** DATA **
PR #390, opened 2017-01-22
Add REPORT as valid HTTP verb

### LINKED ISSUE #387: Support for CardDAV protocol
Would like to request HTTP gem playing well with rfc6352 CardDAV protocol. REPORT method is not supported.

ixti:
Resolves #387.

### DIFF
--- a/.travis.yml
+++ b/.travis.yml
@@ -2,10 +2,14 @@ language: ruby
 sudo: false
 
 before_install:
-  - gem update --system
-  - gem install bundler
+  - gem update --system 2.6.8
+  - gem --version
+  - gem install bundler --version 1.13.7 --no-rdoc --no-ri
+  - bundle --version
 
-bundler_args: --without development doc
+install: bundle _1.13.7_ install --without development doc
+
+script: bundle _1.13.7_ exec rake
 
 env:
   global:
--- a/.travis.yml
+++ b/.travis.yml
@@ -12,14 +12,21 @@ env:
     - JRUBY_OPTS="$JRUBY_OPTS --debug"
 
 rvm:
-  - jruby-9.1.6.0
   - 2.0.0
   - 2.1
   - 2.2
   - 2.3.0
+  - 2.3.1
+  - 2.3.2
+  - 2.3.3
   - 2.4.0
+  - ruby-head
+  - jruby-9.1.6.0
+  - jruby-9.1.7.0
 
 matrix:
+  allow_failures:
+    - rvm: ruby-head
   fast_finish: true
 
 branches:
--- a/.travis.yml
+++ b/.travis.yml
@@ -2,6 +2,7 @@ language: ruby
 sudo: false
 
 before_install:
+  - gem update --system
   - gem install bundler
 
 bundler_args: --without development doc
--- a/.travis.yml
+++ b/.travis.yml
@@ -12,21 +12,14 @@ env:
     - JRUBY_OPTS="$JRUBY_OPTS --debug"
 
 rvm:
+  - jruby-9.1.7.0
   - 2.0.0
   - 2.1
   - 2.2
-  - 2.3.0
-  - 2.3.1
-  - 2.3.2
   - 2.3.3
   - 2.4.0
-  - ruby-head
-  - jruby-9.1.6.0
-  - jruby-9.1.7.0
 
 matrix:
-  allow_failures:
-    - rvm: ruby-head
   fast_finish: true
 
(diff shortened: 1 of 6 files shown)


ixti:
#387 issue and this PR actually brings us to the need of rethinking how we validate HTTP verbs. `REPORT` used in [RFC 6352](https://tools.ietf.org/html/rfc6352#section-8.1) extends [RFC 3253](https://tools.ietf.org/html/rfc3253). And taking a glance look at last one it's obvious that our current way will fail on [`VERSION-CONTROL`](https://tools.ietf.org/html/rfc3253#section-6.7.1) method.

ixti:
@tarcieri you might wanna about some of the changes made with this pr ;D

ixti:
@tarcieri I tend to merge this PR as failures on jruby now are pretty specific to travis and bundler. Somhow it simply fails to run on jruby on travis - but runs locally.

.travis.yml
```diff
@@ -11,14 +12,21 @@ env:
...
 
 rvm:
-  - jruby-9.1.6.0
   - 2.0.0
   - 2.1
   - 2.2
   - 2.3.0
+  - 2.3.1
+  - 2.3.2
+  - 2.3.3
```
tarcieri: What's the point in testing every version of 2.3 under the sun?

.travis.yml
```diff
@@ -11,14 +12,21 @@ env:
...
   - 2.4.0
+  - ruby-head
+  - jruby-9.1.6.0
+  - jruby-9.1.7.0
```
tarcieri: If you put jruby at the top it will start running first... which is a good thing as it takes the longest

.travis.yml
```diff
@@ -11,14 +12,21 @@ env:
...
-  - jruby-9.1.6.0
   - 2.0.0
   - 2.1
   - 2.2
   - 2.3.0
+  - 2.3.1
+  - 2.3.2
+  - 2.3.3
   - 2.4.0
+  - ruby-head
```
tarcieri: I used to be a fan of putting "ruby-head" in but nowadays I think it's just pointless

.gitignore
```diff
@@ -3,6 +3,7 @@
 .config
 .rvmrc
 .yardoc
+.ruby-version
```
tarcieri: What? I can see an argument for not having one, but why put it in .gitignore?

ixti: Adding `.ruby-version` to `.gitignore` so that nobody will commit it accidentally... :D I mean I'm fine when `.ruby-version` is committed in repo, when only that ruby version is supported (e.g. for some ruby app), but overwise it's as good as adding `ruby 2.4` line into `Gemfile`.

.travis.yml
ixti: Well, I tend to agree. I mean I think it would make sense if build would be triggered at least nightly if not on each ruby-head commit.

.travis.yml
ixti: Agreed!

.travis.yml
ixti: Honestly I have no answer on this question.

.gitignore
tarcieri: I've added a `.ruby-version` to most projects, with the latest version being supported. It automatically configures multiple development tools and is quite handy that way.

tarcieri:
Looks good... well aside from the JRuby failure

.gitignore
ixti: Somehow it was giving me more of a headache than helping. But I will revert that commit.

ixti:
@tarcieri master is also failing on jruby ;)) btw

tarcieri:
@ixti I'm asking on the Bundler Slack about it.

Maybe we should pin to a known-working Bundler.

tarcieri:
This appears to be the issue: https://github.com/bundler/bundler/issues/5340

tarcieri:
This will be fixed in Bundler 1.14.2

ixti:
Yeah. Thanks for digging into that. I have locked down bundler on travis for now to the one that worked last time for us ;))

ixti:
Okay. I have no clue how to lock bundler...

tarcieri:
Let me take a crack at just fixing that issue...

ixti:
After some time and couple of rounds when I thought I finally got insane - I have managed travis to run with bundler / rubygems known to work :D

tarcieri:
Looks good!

...

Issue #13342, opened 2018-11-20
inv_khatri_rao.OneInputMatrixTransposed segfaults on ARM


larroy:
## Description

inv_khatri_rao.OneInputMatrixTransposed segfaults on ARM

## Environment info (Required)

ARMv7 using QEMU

** ACTIVITY **
When a line contains the string "opened", copy it from the records.

** OUTPUT **
PR #390, opened 2017-01-22
Issue #13342, opened 2018-11-20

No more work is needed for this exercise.